Little attention has been given to identifying nutrient requirements and nutritional status of container-grown plants as related to plant age or stage of development (Tolman et al., 1990). For instance, Bryson and Mills (2014) reported an estimated age and where the leaf tissue was sampled by stating “mature leaves from new growth,” while Campbell (2000) only reported leaf tissue standards for poinsettia (Euphorbia pulcherrima Willd. ex Klotzsch) at “all growth stages.” However, for economically significant agronomic crops, such as corn (Zea mays L.), leaf nutrient sufficiency ranges were documented at the seedling (<4 inches), early growth (>4 inches to tasseling), tasseling/bloom, and maturity developmental stages (Campbell, 2000). In annual bedding plants, leaf tissue nutrient sufficiency ranges by chronological age have been reported for pot gerbera (Gerbera jamesonii Bolus ex Hook. f. ‘Festival Light Eye Yellow’; Jeong et al., 2009), osteospermum (Osteospermum hybrida L. ‘Lemon Symphony’, ‘Serenity Lavender Dark’, ‘Summertime Red Velvet’, and ‘Tradewinds Purple Bicolor’; Papineau and Krug, 2014), and zonal geranium (Pelargonium ×hortorum L.H. Bailey ‘Tango Dark Red’ and ‘Rocky Mountain Dark Red’; Krug et al., 2010). Determining sufficiency ranges and leaf nutritional standards by chronological age for herbaceous perennials will establish nutrient recommendations that may aid in identifying nutritional deficiencies, toxicities or both. In addition, reporting of such information will establish optimal fertilizer recommendations. This is significant for commercial production because perennial growers provide plants anywhere from 50 to 700 mg·L−1 N (Pilon, 2006). Established fertilizer recommendations will enable the potential avoidance of excess fertilization, leaching, and runoff contamination from container-grown herbaceous perennials in greenhouses or nurseries.
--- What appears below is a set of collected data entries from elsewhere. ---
PR #24057, opened 2020-06-13
Add lang-lib methods to improve JSON compatibility

### LINKED ISSUE #23335: Improve JSON compatibility
2020R2 Spec Add following functions
- [ ] fromJsonWithType(json v, typedesc<anydata> t) returns t|error
- [ ] fromJsonStringWithType(string str, typedesc<anydata> t) returns t|error
- [ ] toJson(anydata v) returns json
- [ ] toJsonString(anydata v) returns string 

Spec issue : https://github.com/ballerina-platform/ballerina-spec/issues/353

dulajdilshan:
## Purpose
Add following functions 

1.  fromJsonWithType(json v, typedesc t) returns t|error
2. fromJsonStringWithType(string str, typedesc t) returns t|error
3. toJson(anydata v) returns json
4. toJsonString(anydata v) returns string

Fixes #23335, #24247, #24625 

## Check List 
- [ ] Updated Change Log
- [ ] Added necessary tests
  - [x] Unit Tests
  - [ ] Spec Conformance Tests
  - [ ] Integration Tests
- [ ] Increased Test Coverage   
  - [ ] API documentation 
  - [ ] Ballerina By Examples


langlib/lang.value/src/main/ballerina/src/lang.value/value.bal
```diff
@@ -117,9 +117,26 @@ public function toString((any|error) v) returns string = external;
...
-# + v - json value
+# + v - anydata value
 # + return - string representation of json
-public function toJsonString(json v) returns string = external;
+public function toJsonString(anydata v) returns string = external;
+
+# Converts a value of type `anydata` to `json`.
+# This does a deep copy of `v` converting values that do
+# not belong to json into values that do.
+# A value of type `xml` is converted into a string as if
```
MaryamZi, line 127: XML conversion doesn't seem to work when its in a map?

```ballerina
public function main() {
    xml x = xml `<foo><bar/>Hello World</foo>`;
    json j1 = x.toJson(); // WORKS

    map<anydata> m1 = {a: 1, b: "str"};
    json j2 = m1.toJson(); // WORKS

    map<anydata> m2 = {a: 1, b: x};
    json j3 = m2.toJson(); // ERROR - error: {ballerina/lang.typedesc}ConversionError 
                        // message='map<anydata>' value cannot be converted to 'json'
}
```

langlib/lang.value/src/main/java/org/ballerinalang/langlib/value/FromJsonStringWithType.java
```diff
@@ -0,0 +1,72 @@
...
+        String str = value.getValue();
+        if (str.equals("null")) {
+            return null;
+        }
+        Reader reader = new StringReader(str);
+        try {
+            Object jsonFromString = JSONParser.parse(reader);
+            return FromJsonWithType.fromJsonWithType(strand, jsonFromString, t);
+        } catch (BallerinaException e) {
+            return BallerinaErrors.createError("{ballerina}FromJsonStringWithTypeError", e.getMessage());
```
pubudu91, line 69: Double check this error message format. AFAIK, the convention is to prefix the reason with the module. But I can see that some of the `lang.value` functions have used this format. Let's check with the others and verify.

langlib/lang.value/src/main/ballerina/src/lang.value/value.bal
```diff
@@ -117,9 +117,26 @@ public function toString((any|error) v) returns string = external;
 
 # Returns the string that represents `v` in JSON format.
 #
-# + v - json value
```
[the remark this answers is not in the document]
dulajdilshan: In here the spec is wrong right ? I'll correct the rest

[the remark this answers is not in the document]
MaryamZi: Shall we create an issue in the spec repo for this?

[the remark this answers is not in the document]
dulajdilshan: Sure I'll create

langlib/lang.value/src/main/ballerina/src/lang.value/value.bal
dulajdilshan: Solved

langlib/lang.value/src/main/ballerina/src/lang.value/value.bal
```diff
@@ -117,9 +117,26 @@ public function toString((any|error) v) returns string = external;
...
-public function toJsonString(json v) returns string = external;
+public function toJsonString(anydata v) returns string = external;
+
+# Converts a value of type `anydata` to `json`.
+# This does a deep copy of `v` converting values that do
+# not belong to json into values that do.
+# A value of type `xml` is converted into a string as if
+# by the `toString` function.
+# A value of type `table` is converted into a list of
+# mappings one for each row.
```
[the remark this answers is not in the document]
dulajdilshan: Solved

bvm/ballerina-runtime/src/main/java/org/ballerinalang/jvm/JSONParser.java
```diff
@@ -687,7 +687,7 @@ public State transition(StateMachine sm, char[] buff, int i, int count) throws J
                     ch = buff[i];
                     sm.processLocation(ch);
                     if (ch == sm.currentQuoteChar) {
-                        ((ArrayValue) sm.currentJsonNode).append(sm.value());
+                        ((ArrayValue) sm.currentJsonNode).append(changeForBString(sm.value()));
```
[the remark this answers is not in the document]
dulajdilshan: Got it. Solved

langlib/lang.value/src/main/java/org/ballerinalang/langlib/value/FromJsonWithType.java
```diff
@@ -0,0 +1,290 @@
...
+        List<BType> convertibleTypes;
+        convertibleTypes = TypeConverter.getConvertibleTypes(value, targetType);
+        if (convertibleTypes.isEmpty()) {
+            if (TypeChecker.getType(value).getTag() == TypeTags.STRING_TAG) {
+                try {
+                    return XMLFactory.parse(((StringValue) value).getValue());
+                } catch (Throwable e) {
+                    throw createConversionError(value, targetType, e.getMessage());
+                }
+            }
```
pubudu91, line 136: Why are we trying to convert it to an XML value if there aren't any convertible types? Consider the following example,
```ballerina
import ballerina/io;

public function main() {
    string foo = "Foo";
    var v = foo.fromJsonWithType(int);
    io:println(v);
}
```
The above fails with the following panic:
```
error {ballerina/lang.typedesc}ConversionError message='string' value cannot be converted to 'int': failed to parse xml: Unexpected character 'F' (code 70) in prolog; expected '<'
 at [row,col {unknown-source}]: [1,1]
```
It says `string` value cannot be converted to `int` but then has an XML parsing error as well.

langlib/lang.value/src/main/java/org/ballerinalang/langlib/value/FromJsonStringWithType.java
dulajdilshan: Ack

langlib/lang.value/src/main/java/org/ballerinalang/langlib/value/ToJson.java
```diff
@@ -0,0 +1,227 @@
...
+        switch (targetType.getTag()) {
+            case TypeTags.MAP_TAG:
+                MapValueImpl<BString, Object> newMap = new MapValueImpl<>(targetType);
+                for (Map.Entry entry : map.entrySet()) {
+                    BType constraintType = ((BMapType) targetType).getConstrainedType();
+                    putToMap(newMap, entry, constraintType, unresolvedValues, strand);
+                }
+                return newMap;
+            case TypeTags.JSON_TAG:
+                BType matchingType = TypeConverter.resolveMatchingTypeForUnion(map, targetType);
```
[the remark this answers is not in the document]
dulajdilshan: Solved

langlib/lang.value/src/main/java/org/ballerinalang/langlib/value/FromJsonWithType.java
dulajdilshan: The spec says that `fromJsonWithType` should do the inverse of the `toJson` which converts `xml` into a  string. 
So, `fromJsonWithType` should be able to convert an appropriate `string` to an `xml`. 

Changing the behaviour of `TypeConverter.getConvertibleTypes()` to support this would also work, but will affect `cloneWithType` method and future methods to be implemented (if there are)

pubudu91: Yeah, it doesn't make sense to try and convert to XML if I didn't specify an XML typedesc

dulajdilshan: Yeah. Thanks!

langlib/lang.value/src/main/java/org/ballerinalang/langlib/value/FromJsonWithType.java
```diff
@@ -0,0 +1,291 @@
...
+                return null;
+            }
+            return createError(CONSTRUCT_FROM_CONVERSION_ERROR,
+                    BLangExceptionHelper.getErrorMessage(RuntimeErrors.CANNOT_CONVERT_NIL, targetType));
+        }
+        List<BType> convertibleTypes;
+        convertibleTypes = TypeConverter.getConvertibleTypes(value, targetType);
+        if (convertibleTypes.isEmpty()) {
+            if (TypeChecker.getType(value).getTag() == TypeTags.STRING_TAG &&
+                    (targetType.getTag() >= TypeTags.XML_ELEMENT_TAG || targetType.getTag() == TypeTags.XML_TAG)) {
```
pubudu91, line 131: Shall we add an upper bound for the subtypes as well for the following? If we add another `anydata` type, this will break.
```
targetType.getTag() >= TypeTags.XML_ELEMENT_TAG
```

dulajdilshan: okay

langlib/lang.value/src/main/java/org/ballerinalang/langlib/value/FromJsonWithType.java
```diff
@@ -0,0 +1,291 @@
...
+                TupleValueImpl newTuple = new TupleValueImpl(tupleType);
+                int minLen = tupleType.getTupleTypes().size();
+                for (int i = 0; i < array.size(); i++) {
+                    BType elementType = (i < minLen) ? tupleType.getTupleTypes().get(i) : tupleType.getRestType();
+                    Object newValue = convert(array.get(i), elementType, unresolvedValues, t, strand);
+                    newTuple.add(i, newValue);
+                }
+                return newTuple;
+            case TypeTags.JSON_TAG:
+                newArray = new ArrayValueImpl(new BArrayType(BTypes.typeJSON));
```
pubudu91, line 260: Since this array type is not going to change, how about adding it to `BTypes`, instead of creating a new JSON array type each time?

langlib/lang.value/src/main/java/org/ballerinalang/langlib/value/ToJson.java
```diff
@@ -0,0 +1,344 @@
...
+            case TypeTags.XML_COMMENT_TAG:
+            case TypeTags.XML_PI_TAG:
+            case TypeTags.XML_TEXT_TAG:
+                newValue = ToString.toString(strand, value);
+                break;
+            case TypeTags.TABLE_TAG:
+                try {
+                    newValue = JSONUtils.toJSON((TableValueImpl) value);
+                } catch (Exception e) {
+                    return createConversionError(value, targetType, e.getMessage());
```
pubudu91, line 142: This should be thrown right? Since the signature of `toJson()` is `json`

misc/testerina/modules/report-tools/package-lock.json
```diff
@@ -1,6 +1,6 @@
 {
   "name": "@ballerina/testerina-report",
-  "version": "2.0.0-Preview1-M3",
```
MaryamZi, line 3: Why are we committing this and the next file?

dulajdilshan: I'll correct it

langlib/lang.value/src/main/java/org/ballerinalang/langlib/value/ToJson.java
dulajdilshan: Ack. Thanks

pubudu91:
The following fails: 
```ballerina
    table<map<anydata>> t = table [
        {name: "John Doe", age: 25},
        {name: "Jane Doe", age: 20}
    ];

    j = t.toJson();
    io:println(j);
```
Not a bug in this PR though, created #24231

langlib/lang.value/src/main/java/org/ballerinalang/langlib/value/FromJsonWithType.java
```diff
@@ -0,0 +1,340 @@
...
+            if (targetType.isNilable()) {
+                return null;
+            }
+            return createError(CONSTRUCT_FROM_CONVERSION_ERROR,
+                    BLangExceptionHelper.getErrorMessage(RuntimeErrors.CANNOT_CONVERT_NIL, targetType));
+        }
+        List<BType> convertibleTypes;
+        convertibleTypes = getConvertibleTypesFromJson(value, targetType);
+        if (convertibleTypes.isEmpty()) {
+            throw createConversionError(value, targetType);
```
dulajdilshan, line 128: Should return

langlib/lang.value/src/main/java/org/ballerinalang/langlib/value/FromJsonWithType.java
```diff
@@ -0,0 +1,340 @@
...
+        } else if (!allowAmbiguity && convertibleTypes.size() > 1) {
```
dulajdilshan, line 129: no need isambiguity

langlib/lang.value/src/main/java/org/ballerinalang/langlib/value/FromJsonWithType.java
```diff
@@ -0,0 +1,340 @@
...
+
+        BType sourceType = TypeChecker.getType(value);
+        BType matchingType = convertibleTypes.get(0);
+
+        // handle string (xml as string) to xml conversion
+        if (TypeChecker.getType(value).getTag() == TypeTags.STRING_TAG &&
+                ((matchingType.getTag() >= TypeTags.XML_ELEMENT_TAG && matchingType.getTag() <= TypeTags.XML_TEXT_TAG)
+                        || matchingType.getTag() == TypeTags.XML_TAG)) {
+            try {
+                return XMLFactory.parse(((StringValue) value).getValue());
```
dulajdilshan, line 141: Error put a a cause

langlib/langlib-test/src/test/java/org/ballerinalang/langlib/test/LangLibValueTest.java
```diff
@@ -41,7 +41,7 @@
  *
  * @since 1.0
  */
-@Test(enabled = false)
+@Test(enabled = true)
```
MaryamZi, line 44:
```suggestion
@Test
```

MaryamZi: We can just remove `(enabled = false)`. Please fix everywhere.

langlib/lang.value/src/main/java/org/ballerinalang/langlib/value/FromJsonWithType.java
```diff
@@ -0,0 +1,268 @@
...
+                        // Has to be a numeric conversion.
+                        newValue = TypeConverter.convertValues(matchingType, value);
+                    }
+                    break;
+                }
+                // should never reach here
+                throw BallerinaErrors.createConversionError(value, targetType);
+        }
+
+        unresolvedValues.remove(typeValuePair);
```
MaryamZi, line 157: Do we have to remove since we'll be creating a new list for each call to the method? Can you check others too.

bvm/ballerina-runtime/src/main/java/org/ballerinalang/jvm/TypeConverter.java
```diff
@@ -263,7 +264,44 @@ static boolean isConvertibleToFloatingPointTypes(Object value) {
...
+                                                          List<TypeValuePair> unresolvedValues) {
+        List<BType> convertibleTypes = new ArrayList<>();
+
+        int targetTypeTag = targetType.getTag();
+
+        convertibleTypes.addAll(TypeConverter.getConvertibleTypes(value, targetType));
+
+        if (convertibleTypes.size() == 0) {
+            switch (targetTypeTag) {
+                case TypeTags.RECORD_TYPE_TAG:
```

Thus, there is a need to establish optimum fertilization concentrations and expand leaf tissue nutritional standards for successful herbaceous perennial production. There is little information available regarding optimum fertility requirements for container-grown herbaceous perennials. Established leaf tissue nutritional standards are limited to only 73 herbaceous perennial genera grown in containers (Bryson and Mills, 2014), and to date, herbaceous perennial leaf tissue nutritional sufficiency ranges by chronological age have not been reported. Therefore, the objectives of this study were to determine the optimum fertilizer concentrations, identify leaf tissue nutrient sufficiency ranges by chronological age, and to expand leaf tissue nutrient standards of H. hybrid L. (hibiscus) grown in soilless substrates during container production. Hibiscus served as a model crop because to date, no leaf tissue concentration limits are published for H. hybrid, but only survey measurements taken from greenhouse- and nursery-grown hibiscus species are reported by Bryson and Mills (2014).